*WHAT YOU HAVE TO DO:*
Print out the full listing exactly as it reads.
★ ★ ★ ★ ★ ★ ★
PR #399, opened 2016-10-05
Closes AgileVentures/MetPlus_tracker#453

patmbolger:
Change CompanyPerson status from hash to enum.

### DIFF
--- a/app/models/company_person.rb
+++ b/app/models/company_person.rb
★ ★ ★ ★ ★ ★ ★
*TASK RESPONSE:*
PR #399, opened 2016-10-05
Closes AgileVentures/MetPlus_tracker#453

patmbolger:
Change CompanyPerson status from hash to enum.

### DIFF
--- a/app/models/company_person.rb
+++ b/app/models/company_person.rb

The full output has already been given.